Second messengers are small intracellular signaling molecules that relay and amplify signals from cell surface receptors such as G protein-coupled receptors to intracellular targets. They are produced or released in response to receptor activation and diffuse to activate downstream effectors.

Cyclic AMP

Cyclic AMP is synthesized from ATP by adenylyl cyclase, an integral membrane protein activated by G-alpha-s and inhibited by G-alpha-i. cAMP levels rise within seconds of receptor activation and are rapidly returned to baseline by phosphodiesterases that hydrolyze cAMP to AMP. The principal effector of cAMP is protein kinase A, which phosphorylates serine and threonine residues on target proteins.

PKA phosphorylates a wide range of substrates, including metabolic enzymes such as phosphorylase kinase, hormone-sensitive lipase, and pyruvate kinase. In the nucleus, PKA phosphorylates the transcription factor CREB at serine 133, which recruits the coactivator CBP and activates transcription of genes containing cAMP response elements. Exchange proteins activated by cAMP are additional cAMP effectors that activate the small GTPase Rap1.

Cyclic GMP

Cyclic GMP is synthesized from GTP by guanylyl cyclase, which exists in membrane-bound and soluble forms. Membrane-bound GC is activated by natriuretic peptides such as atrial natriuretic peptide. Soluble GC is activated by nitric oxide, which binds to its heme group. cGMP is hydrolyzed by specific phosphodiesterases.

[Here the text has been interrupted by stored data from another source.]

PR #2220, opened 2021-09-09
Use devolved nations component in place of important metadata component on publication page

jon-kirwan:
## What
https://trello.com/c/WVrZ35zt/793-dev-implementation-of-devolved-nations-task

Replace uses of 'Metadata block component' for new 'Devolved Nations component' for linking to guidance for other nations.

This change takes effect on the following page types -
- Publications e.g. https://www.gov.uk/government/publications/theory-and-practical-driving-tests-taken-at-wigan-and-atherton-with-a-voiceover-or-interpreter
- Statistics e.g. https://www.gov.uk/government/statistics/affordable-housing-supply-in-england-2011-to-2012
- Consultations e.g. https://www.gov.uk/government/consultations/setting-the-grade-standards-of-new-gcses-in-england-2017-2018
- Guidance e.g. https://www.gov.uk/guidance/report-lost-or-stolen-cattle

When no advice is available the component is not rendered e.g. https://www.gov.uk/government/publications/foi-release-technology-and-outserviced-contracts

## Why
- The list of countries are being read out without providing any context that individual guidance is available
- This task is to implement a fix to aid screen-reader users

## Visual changes
| Before | After |
| --- | --- |
|  |  |
|  |  |
|  |  |

## Anything else
- Prerequisite now merged https://github.com/alphagov/government-frontend/commit/2a3d5d4c0fd03980bf60bc68f3659caaab0ddd5b

### DIFF
--- a/app/assets/stylesheets/application.scss
+++ b/app/assets/stylesheets/application.scss
@@ -14,6 +14,7 @@ $govuk-new-link-styles: true;
 @import 'govuk_publishing_components/components/contents-list';
 @import 'govuk_publishing_components/components/contextual-sidebar';
 @import 'govuk_publishing_components/components/details';
+@import 'govuk_publishing_components/components/devolved-nations';
 @import 'govuk_publishing_components/components/document-list';
 @import 'govuk_publishing_components/components/error-message';
 @import 'govuk_publishing_components/components/error-summary';
--- a/app/presenters/content_item/national_applicability.rb
+++ b/app/presenters/content_item/national_applicability.rb
@@ -2,43 +2,8 @@ module ContentItem
   module NationalApplicability
     include Metadata
 
-    def applies_to
-      return nil unless national_applicability
-
-      all_nations = national_applicability.values
-      applicable_nations = all_nations.select { |n| n["applicable"] }
-      inapplicable_nations = all_nations - applicable_nations
-
-      applies_to = applicable_nations.map { |n| n["label"] }.to_sentence
-
-      if inapplicable_nations.any?
-        nations_with_alt_urls = inapplicable_nations.select { |n| n["alternative_url"].present? }
-        if nations_with_alt_urls.any?
-          alternate_links = nations_with_alt_urls
-            .map { |n| view_context.link_to(n["label"], n["alternative_url"], rel: :external, class: "govuk-link govuk-link--inverse") }
-            .to_sentence
-
-          applies_to += " (see #{translated_schema_name(nations_with_alt_urls.count)} for #{alternate_links})"
-        end
-      end
-
-      applies_to
-    end
-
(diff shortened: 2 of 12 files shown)


jon-kirwan:
> Can you explain to me how you identified the formats that are using the important metadata for rendering devolved nations info? I can see that it's used across a number of formats and while I can see some are clearly using it for a different purpose (eg the Fatality notices: https://www.gov.uk/government/fatalities/sergeant-eddie-collins-killed-in-iraq) I can't see how/where it's used on the likes of document collections: https://www.gov.uk/government/collections/severn-tidal-power-feasibility-study-conclusions

Yep, so I've gone about this in two ways -
- I've updated formats that have associated tests for devolved nations content and 
- I've checked against a CSV file (attached here [national-applicability.csv](https://github.com/alphagov/government-frontend/files/7163810/national-applicability.csv) and which _I think_ I sourced from the Trello card) that lists uses of the component (with devolved nations content). The listed pages seem to be of the following type -
- - https://www.gov.uk/guidance
- - https://www.gov.uk/government/statistics
- - https://www.gov.uk/government/publications
- - https://www.gov.uk/government/consultations

jon-kirwan:
> I'm intrigued by the "temp" commit that seems to be doing the sort of stuff I'd expect to be handled by dependabot PRs. I think I saw a reference to it needing to be deleted at one point on this PR?

Ah I'd added this as a temporary way to test the new component (prior to the dependabot merge) and forgot to go back and remove it once the version had been bumped! I've now removed the extra commit.

jon-kirwan:
> 1. I don't think the metadata component itself is especially inaccessible, it was more that the way we were using it for this particular data didn't work well as the links were unhelpfully labelled.

I've deleted from the _'Why'_ section - _'Currently, this "component" isn't accessible to screen-reader users.'_ so it's hopefully now clearer that the fail is related to the hyperlink context rather than the actual component itself.

> 2. We should link our PRs back to the Trello card so it's easy to trace further info. Sometimes putting the trello card url on the PR auto-links it for us and saves us that job, but the magic that drives that hasn't been very reliable recently.

Trello link now included in the description.

maxgds:
> Yep, so I've gone about this in two ways -

Great, that makes sense and I can't see any gaps after looking through the list. If it turns out there are it'll be easy enough to update further template types.

maxgds:
I notice you've added a json lockfile in the root that wasn't there before. I assume that's an error, can you remove it (or justify its presence)?

jon-kirwan:
> I notice you've added a json lockfile in the root that wasn't there before. I assume that's an error, can you remove it (or justify its presence)?

Apologies that's a mistake - i've now removed it.

maxgds (approved):

PR #2254, opened 2021-10-25
Make intervention component future-proof

maxf:
The next version of the intervention component (starting from
govuk_publishing_components v27.8.2) doesn't render at all
when no parameter is passed. So in order to make the current tests
still pass in the future, we add a dummy parameter now

### DIFF
--- a/app/views/content_items/_body_with_related_links.html.erb
+++ b/app/views/content_items/_body_with_related_links.html.erb
@@ -9,7 +9,7 @@
 <div class="govuk-grid-row">
   <div class="govuk-grid-column-two-thirds">
     <div class="responsive-bottom-margin">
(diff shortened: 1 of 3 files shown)


app/views/content_items/_body_with_related_links.html.erb
```diff
@@ -9,7 +9,7 @@
 <div class="govuk-grid-row">
   <div class="govuk-grid-column-two-thirds">
     <div class="responsive-bottom-margin">
-      <%= render 'govuk_publishing_components/components/intervention' if should_show_sab_intervention? %>
+      <%= render 'govuk_publishing_components/components/intervention', { suggestion_text: "OK" } if should_show_sab_intervention? %>
```
chao-xian, line 12: If the `OK` is shown to users, where did the content come from?

maxf:
This PR is not obsolete

PR #65, opened 2021-02-10
[PF-412] Add custom role endpoint support

zloery:
This change adds wrappers around Google's [custom role management endpoints](https://cloud.google.com/iam/docs/reference/rest/v1/projects.roles) to the IAM CRL to support creating, deleting, patching, getting, and deleting custom roles on a project-level.

This does not wrap organization-level custom role endpoints. Those are similar, but we do not currently have a usecase for them.


google-iam/src/main/java/bio/terra/cloudres/google/iam/IamCow.java
```diff
@@ -138,5 +138,142 @@ protected JsonObject serialize() {
...
+         */
+        public List setView(String view) {
+          setField(VIEW_FIELD_NAME, view);
+          return this;
+        }
+
+        @Override
+        protected JsonObject serialize() {
+          JsonObject result = new JsonObject();
+          result.addProperty("parent", parent);
```
yonghaoy, line 249: this serialize is used to log entire request.  I think it would be useful if we can log view if it has it.  
Maybe make an Optional<String> for that, and serialize it if present?

yonghaoy (approved):
you will also need to update version here, https://github.com/DataBiosphere/terra-cloud-resource-lib/blob/master/google-iam/gradle.properties
Then manually publish library after merge

google-iam/src/test/java/bio/terra/cloudres/google/iam/IamCowTest.java
```diff
@@ -97,6 +100,108 @@ public void deleteServiceAccountSerialize() throws Exception {
...
+            .execute();
+    // Retry 6 times to make sure get after create works.
+    int retryNum = 0;
+    List<Role> listResult = null;
+    while (retryNum < 6) {
+      listResult = iam.projects().roles().list(resourceName).execute().getRoles();
+      if (listResult != null) {
+        break;
+      }
+      retryNum++;
```
wchamber, line 125: nit: use a for loop for retryNum?
I'm sad this takes up to 18seconds.

google-iam/src/test/java/bio/terra/cloudres/google/iam/IamCowTest.java
```diff
@@ -118,4 +223,13 @@ public static String randomServiceAccountIdName() {
   private static String fullServiceAccountName(String projectId, String accountId) {
     return String.format("projects/%s/serviceAccounts/%s", projectId, accountId);
   }
+
+  /**
+   * Create a Role object with the permission iam.roles.create and no other fields specified.
+   *
+   * @return
```
wchamber, line 230: nit: remove the empty `@return` block?

wchamber (changes requested):

google-iam/src/main/java/bio/terra/cloudres/google/iam/IamCow.java
wchamber: there exists List#getView  https://developers.google.com/resources/api-libraries/documentation/iam/v1/java/latest/com/google/api/services/iam/v1/Iam.Projects.Roles.List.html#getView--

zloery: Restructured this a bit, view is now a field and will be serialized

google-iam/src/main/java/bio/terra/cloudres/google/iam/IamCow.java
```diff
@@ -138,5 +138,142 @@ protected JsonObject serialize() {
...
+
+        /**
+         * Optional view for the returned Role objects. When `FULL` is specified, the
+         * `includedPermissions` field is returned, which includes a list of all permissions in the
+         * role. The default value is `BASIC`, which does not return the `includedPermissions`
+         * field.
+         */
+        public List setView(String view) {
+          setField(VIEW_FIELD_NAME, view);
+          return this;
```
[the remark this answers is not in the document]
zloery: This is mostly an issue of the underlying `Iam.Projects.Roles.List` object not being exposed. I switched to making that visible to `AbstractRequestCow`s, let me know if there's a better way to structure this

google-iam/src/test/java/bio/terra/cloudres/google/iam/IamCowTest.java
zloery: I haven't actually timed it, this was mainly for consistency with above. I'm not sure what the expected duration is, other than definitely not 18s

google-iam/src/main/java/bio/terra/cloudres/google/iam/IamCow.java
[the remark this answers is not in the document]
wchamber: Sorry, there's a pattern for this. Basically, it's cows all the way down. While we don't want to expose the underlying List object through our wrapping Cow, it's expected and correct to wrap its methods. In this case, our List COW takes the underlying List in it's constructor. We should store the underlying list as a `private final Iam.Projects.Roles.List list;` here in our List COW class. Then, our COW List setView is 
```
public List setView(String view) {
          list.setView(view);
          return this;
}
```
Similarly, in the serialize we can use `list.getView()`.
Example: https://github.com/DataBiosphere/terra-cloud-resource-lib/blob/de4de2e29cc62330b49cceb2a1976eb2c452caeb/google-serviceusage/src/main/java/bio/terra/cloudres/google/serviceusage/ServiceUsageCow.java#L100-L127

wchamber (changes requested):

google-iam/src/main/java/bio/terra/cloudres/google/iam/IamCow.java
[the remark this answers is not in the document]
zloery: Ah perfect, I was looking for how other cows did this but didn't see anything. That approach makes sense to me

wchamber (approved):
thanks!

PR #66, opened 2021-02-25
[PF-506] change version

jaycarlton:


wchamber (commented):
You also need to update the gradle lockfile. https://github.com/DataBiosphere/terra-cloud-resource-lib#dependencies

jaycarlton:
I'm seeing AbstractMethodError failures in the tests. Maybe some assumption about the library doesn't hold anymore in the new version. I'll dig into this a bit later.

wchamber:
> I'm seeing AbstractMethodError failures in the tests. Maybe some assumption about the library doesn't hold anymore in the new version. I'll dig into this a bit later.

fwiw, I'd guess we'd need to update more dependencies. may be some breaking change in underlying shared google libraries.

PR #67, opened 2021-03-02
[PF-231] Support set and get Bucket IAM Policy in StorageCow

yonghaoy:
Background: RBS needs this to setup storage log bucket. Right now RBS uses. legacy ACL, and that does not work in Verily cloud. 
https://cloud.google.com/storage/docs/access-logs

Getting Read timed out error for some DnsCow test. Also increase the default timeout to fix it.


yonghaoy:
@dionloy FYI

common/src/testFixtures/java/bio/terra/cloudres/testing/IntegrationUtils.java
```diff
@@ -37,4 +38,17 @@ public static String randomName() {
   public static String randomNameWithUnderscore() {
     return UUID.randomUUID().toString().replace('-', '_');
   }
+
+  /**
+   * Sets longer timeout because some operation(e.g. Dns.ManagedZones.Create) may take longer than
+   * default timeout.
```
gjuggler, line 44: nit: please mention the purpose of the requestInitializer parameter, either with a @param tag or in the method description. Something like "Accepts a requestInitializer to allow chaining, since API clients have exactly one initializer and credentials are typically required as well."

gjuggler (approved):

cGMP activates protein kinase G, which phosphorylates targets involved in smooth muscle relaxation, platelet inhibition, and phototransduction. In the visual system, cGMP directly binds and opens ion channels in rod photoreceptors. The cGMP signaling pathway is targeted by drugs including sildenafil, which inhibits cGMP-specific PDE5, prolonging NO-mediated vasodilation.

Calcium

Calcium is one of the most versatile second messengers, regulating processes from muscle contraction to gene expression. The cytoplasmic calcium concentration is maintained at around 100 nanomolar at rest, more than 10,000-fold lower than the extracellular concentration. This steep gradient allows rapid calcium influx through opened channels.

Calcium signals are generated by two mechanisms. Influx from the extracellular space occurs through voltage-gated calcium channels, ligand-gated channels, and store-operated channels. Release from intracellular stores, primarily the endoplasmic reticulum, occurs through IP3 receptors and ryanodine receptors. The calcium signal is terminated by calcium ATPases that pump calcium back into the ER or out of the cell.

Calcium effects are mediated by calcium-binding proteins. Calmodulin is the most ubiquitous, binding four calcium ions and undergoing a conformational change that enables it to activate target proteins including CaM kinases, calcineurin, and myosin light chain kinase. Troponin C mediates calcium-triggered muscle contraction in striated muscle.

Inositol Trisphosphate and Diacylglycerol

IP3 and DAG are produced simultaneously by phospholipase C-mediated cleavage of phosphatidylinositol 4,5-bisphosphate. IP3 is water-soluble and diffuses to the ER, where it binds IP3 receptors and triggers calcium release. The calcium signal can propagate as waves across the cell and show complex spatiotemporal patterns including oscillations.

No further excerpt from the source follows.